**INPUT DATA**.

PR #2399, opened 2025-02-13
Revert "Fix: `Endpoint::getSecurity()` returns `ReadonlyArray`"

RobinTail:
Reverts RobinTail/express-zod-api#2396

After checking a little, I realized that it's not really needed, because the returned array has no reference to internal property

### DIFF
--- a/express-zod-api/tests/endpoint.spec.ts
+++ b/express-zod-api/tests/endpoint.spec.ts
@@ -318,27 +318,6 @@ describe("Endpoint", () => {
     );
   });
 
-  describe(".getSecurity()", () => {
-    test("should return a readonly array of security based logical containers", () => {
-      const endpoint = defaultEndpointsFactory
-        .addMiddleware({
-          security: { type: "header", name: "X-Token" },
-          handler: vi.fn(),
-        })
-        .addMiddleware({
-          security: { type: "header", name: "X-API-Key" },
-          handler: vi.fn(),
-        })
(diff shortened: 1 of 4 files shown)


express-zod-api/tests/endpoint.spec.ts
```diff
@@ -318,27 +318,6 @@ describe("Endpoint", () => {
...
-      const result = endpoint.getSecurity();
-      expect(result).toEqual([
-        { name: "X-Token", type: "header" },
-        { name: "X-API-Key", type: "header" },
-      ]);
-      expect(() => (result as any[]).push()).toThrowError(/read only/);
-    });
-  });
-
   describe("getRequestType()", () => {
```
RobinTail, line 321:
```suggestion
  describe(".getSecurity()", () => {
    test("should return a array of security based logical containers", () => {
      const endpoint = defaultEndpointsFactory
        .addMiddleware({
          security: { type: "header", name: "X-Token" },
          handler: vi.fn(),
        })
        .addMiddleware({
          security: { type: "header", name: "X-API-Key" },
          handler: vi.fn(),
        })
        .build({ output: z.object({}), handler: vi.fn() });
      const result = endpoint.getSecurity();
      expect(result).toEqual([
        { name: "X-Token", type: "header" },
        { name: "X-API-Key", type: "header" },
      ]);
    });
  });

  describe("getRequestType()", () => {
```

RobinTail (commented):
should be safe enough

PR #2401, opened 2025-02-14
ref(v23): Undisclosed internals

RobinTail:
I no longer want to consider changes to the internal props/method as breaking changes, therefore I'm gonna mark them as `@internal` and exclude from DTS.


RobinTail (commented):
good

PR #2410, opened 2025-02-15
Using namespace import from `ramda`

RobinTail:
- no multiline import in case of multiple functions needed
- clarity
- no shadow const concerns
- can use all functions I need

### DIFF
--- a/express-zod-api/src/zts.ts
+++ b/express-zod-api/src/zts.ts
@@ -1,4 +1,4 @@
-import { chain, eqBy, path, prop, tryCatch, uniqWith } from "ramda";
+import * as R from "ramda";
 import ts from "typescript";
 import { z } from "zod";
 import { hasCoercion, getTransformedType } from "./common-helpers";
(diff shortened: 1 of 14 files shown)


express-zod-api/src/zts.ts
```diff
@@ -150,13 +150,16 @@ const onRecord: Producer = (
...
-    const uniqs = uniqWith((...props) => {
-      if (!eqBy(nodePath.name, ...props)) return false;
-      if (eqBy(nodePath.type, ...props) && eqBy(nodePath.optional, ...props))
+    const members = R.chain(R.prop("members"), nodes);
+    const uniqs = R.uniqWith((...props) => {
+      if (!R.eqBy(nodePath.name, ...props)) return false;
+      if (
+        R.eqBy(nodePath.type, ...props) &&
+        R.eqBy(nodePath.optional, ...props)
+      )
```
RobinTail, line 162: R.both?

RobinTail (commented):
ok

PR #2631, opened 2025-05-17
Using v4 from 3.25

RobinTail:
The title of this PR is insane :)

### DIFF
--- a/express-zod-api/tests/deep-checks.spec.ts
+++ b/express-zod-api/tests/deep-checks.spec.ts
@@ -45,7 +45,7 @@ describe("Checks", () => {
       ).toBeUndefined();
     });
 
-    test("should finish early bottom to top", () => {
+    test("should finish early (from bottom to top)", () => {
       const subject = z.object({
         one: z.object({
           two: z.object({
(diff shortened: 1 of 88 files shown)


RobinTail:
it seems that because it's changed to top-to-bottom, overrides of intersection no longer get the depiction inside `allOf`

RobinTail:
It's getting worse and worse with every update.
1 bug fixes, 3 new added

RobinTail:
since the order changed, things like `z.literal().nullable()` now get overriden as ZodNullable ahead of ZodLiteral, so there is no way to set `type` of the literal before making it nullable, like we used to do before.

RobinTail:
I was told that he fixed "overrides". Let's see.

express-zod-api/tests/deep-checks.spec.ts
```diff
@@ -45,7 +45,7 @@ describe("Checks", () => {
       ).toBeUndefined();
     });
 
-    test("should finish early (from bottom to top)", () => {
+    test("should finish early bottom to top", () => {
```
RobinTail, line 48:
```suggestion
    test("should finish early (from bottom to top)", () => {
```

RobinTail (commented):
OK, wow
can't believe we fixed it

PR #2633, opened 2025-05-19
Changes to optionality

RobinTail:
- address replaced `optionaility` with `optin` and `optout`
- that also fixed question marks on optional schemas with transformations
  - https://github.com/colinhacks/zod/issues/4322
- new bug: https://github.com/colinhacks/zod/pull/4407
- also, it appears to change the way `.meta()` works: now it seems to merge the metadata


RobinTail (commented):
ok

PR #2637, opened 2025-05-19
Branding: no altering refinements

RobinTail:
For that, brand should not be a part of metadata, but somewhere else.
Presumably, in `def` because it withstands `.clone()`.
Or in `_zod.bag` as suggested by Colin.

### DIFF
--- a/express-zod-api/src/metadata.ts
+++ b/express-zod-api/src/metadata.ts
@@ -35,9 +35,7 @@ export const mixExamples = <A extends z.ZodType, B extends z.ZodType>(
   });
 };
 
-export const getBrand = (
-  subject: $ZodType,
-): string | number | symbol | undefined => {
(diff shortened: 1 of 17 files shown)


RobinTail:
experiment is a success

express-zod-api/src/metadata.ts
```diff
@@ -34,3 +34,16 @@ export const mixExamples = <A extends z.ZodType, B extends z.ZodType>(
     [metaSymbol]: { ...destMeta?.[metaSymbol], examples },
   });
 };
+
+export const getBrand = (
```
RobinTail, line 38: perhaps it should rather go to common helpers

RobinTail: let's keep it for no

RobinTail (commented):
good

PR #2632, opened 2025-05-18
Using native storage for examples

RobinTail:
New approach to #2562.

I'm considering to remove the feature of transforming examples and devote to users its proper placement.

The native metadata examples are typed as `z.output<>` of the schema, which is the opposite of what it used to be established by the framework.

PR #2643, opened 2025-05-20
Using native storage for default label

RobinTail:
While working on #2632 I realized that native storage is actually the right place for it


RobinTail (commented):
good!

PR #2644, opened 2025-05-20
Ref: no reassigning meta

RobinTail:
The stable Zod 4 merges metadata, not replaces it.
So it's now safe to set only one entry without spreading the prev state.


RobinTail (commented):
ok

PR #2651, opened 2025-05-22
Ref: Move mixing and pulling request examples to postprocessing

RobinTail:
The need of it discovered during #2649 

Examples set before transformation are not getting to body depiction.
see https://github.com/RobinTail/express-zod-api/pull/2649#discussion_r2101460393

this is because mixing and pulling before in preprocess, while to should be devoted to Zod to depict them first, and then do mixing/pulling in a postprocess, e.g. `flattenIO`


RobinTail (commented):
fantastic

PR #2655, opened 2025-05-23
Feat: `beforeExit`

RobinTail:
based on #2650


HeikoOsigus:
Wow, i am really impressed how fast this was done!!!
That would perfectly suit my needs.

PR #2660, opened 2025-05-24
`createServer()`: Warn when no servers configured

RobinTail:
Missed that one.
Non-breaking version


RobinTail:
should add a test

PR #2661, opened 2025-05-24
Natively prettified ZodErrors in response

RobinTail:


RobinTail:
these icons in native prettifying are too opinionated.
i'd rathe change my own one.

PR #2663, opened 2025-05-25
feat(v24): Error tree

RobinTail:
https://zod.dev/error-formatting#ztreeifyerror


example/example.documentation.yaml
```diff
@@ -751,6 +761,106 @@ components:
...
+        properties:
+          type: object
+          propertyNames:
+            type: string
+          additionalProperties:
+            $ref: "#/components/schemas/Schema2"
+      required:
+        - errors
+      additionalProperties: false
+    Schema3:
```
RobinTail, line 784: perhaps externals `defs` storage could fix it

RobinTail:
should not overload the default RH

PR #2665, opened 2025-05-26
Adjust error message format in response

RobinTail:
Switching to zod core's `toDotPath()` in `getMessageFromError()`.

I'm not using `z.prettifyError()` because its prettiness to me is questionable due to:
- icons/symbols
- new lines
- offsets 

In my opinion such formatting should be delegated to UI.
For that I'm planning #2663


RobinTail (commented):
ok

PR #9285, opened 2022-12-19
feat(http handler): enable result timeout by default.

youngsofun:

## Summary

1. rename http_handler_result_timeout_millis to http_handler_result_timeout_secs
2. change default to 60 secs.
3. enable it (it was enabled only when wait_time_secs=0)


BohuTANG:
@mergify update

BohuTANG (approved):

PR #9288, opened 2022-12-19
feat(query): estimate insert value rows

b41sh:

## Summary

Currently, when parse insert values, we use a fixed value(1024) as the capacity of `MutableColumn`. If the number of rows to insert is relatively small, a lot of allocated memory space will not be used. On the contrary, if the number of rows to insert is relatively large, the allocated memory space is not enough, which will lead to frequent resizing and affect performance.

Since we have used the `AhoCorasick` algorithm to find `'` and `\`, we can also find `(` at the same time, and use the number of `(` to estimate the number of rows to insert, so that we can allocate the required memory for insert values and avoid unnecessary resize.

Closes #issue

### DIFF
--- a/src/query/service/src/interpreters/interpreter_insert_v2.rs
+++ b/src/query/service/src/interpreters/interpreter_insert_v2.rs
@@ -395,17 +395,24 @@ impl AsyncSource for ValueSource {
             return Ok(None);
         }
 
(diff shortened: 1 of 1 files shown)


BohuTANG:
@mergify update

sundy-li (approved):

...

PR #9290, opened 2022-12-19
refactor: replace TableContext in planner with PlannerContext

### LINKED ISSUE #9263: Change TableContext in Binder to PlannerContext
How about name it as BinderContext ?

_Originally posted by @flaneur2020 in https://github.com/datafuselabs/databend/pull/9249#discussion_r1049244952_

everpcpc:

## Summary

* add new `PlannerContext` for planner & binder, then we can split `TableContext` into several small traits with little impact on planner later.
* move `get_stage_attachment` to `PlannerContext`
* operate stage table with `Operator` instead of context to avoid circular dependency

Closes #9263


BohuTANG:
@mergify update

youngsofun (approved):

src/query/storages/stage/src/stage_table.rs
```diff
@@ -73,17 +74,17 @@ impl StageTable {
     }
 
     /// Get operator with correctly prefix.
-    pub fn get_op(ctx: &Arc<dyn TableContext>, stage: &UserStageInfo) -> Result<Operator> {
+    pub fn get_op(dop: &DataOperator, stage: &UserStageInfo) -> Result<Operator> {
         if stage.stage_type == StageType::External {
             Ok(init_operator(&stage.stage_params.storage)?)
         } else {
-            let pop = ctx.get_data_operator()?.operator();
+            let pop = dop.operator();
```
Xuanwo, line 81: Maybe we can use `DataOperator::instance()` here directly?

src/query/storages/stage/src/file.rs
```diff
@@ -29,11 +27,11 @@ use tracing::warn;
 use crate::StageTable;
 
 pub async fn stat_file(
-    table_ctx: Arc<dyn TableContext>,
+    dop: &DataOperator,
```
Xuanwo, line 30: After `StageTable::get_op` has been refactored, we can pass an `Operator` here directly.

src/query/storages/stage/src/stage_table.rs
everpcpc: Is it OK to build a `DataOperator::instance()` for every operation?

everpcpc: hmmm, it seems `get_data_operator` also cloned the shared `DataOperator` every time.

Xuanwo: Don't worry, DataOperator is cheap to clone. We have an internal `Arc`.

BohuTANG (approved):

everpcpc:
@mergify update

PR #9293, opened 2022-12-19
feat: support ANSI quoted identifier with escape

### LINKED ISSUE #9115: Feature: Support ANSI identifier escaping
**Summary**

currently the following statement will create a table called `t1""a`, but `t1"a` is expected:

---

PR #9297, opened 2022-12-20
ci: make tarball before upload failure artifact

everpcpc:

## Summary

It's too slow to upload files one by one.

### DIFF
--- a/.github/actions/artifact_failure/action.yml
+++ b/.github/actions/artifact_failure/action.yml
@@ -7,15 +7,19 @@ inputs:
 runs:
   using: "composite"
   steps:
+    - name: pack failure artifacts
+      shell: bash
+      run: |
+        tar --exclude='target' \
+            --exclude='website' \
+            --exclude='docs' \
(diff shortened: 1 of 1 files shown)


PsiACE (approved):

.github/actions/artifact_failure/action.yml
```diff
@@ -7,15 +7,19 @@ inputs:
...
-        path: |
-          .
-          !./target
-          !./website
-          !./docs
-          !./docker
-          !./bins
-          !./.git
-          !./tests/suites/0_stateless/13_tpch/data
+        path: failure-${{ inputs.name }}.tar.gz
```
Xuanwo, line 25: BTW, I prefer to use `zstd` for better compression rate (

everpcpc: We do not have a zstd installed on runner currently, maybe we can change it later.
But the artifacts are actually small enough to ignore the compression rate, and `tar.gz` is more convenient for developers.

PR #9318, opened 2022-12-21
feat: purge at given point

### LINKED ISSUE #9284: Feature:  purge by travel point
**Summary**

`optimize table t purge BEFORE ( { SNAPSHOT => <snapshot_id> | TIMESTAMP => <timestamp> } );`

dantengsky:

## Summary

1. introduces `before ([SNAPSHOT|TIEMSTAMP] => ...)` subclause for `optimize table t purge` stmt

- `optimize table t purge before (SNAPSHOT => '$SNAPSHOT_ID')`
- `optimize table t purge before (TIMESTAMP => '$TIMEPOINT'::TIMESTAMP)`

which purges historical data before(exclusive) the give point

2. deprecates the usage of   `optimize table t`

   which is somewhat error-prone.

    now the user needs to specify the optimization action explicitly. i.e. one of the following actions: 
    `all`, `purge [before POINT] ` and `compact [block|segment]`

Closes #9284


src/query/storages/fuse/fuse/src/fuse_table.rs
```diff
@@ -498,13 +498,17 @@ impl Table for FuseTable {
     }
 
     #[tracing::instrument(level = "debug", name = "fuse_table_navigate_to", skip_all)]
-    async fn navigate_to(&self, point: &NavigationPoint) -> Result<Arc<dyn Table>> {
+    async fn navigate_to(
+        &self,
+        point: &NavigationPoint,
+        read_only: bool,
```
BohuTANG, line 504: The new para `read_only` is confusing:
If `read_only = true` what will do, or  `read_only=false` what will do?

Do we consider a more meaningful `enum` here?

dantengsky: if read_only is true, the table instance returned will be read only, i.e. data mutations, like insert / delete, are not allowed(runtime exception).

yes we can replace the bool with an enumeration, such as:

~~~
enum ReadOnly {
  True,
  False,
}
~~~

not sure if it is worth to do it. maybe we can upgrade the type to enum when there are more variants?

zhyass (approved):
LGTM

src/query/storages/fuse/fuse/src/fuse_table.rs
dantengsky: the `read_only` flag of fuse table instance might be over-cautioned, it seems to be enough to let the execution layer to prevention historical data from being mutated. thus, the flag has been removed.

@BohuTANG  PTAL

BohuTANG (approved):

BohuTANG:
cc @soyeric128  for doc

**PROBLEM DESCRIPTION**.
Take every line above carrying "small" and return it.

**TASK RESULT**.
Currently, when parse insert values, we use a fixed value(1024) as the capacity of `MutableColumn`. If the number of rows to insert is relatively small, a lot of allocated memory space will not be used. On the contrary, if the number of rows to insert is relatively large, the allocated memory space is not enough, which will lead to frequent resizing and affect performance.
* add new `PlannerContext` for planner & binder, then we can split `TableContext` into several small traits with little impact on planner later.
But the artifacts are actually small enough to ignore the compression rate, and `tar.gz` is more convenient for developers.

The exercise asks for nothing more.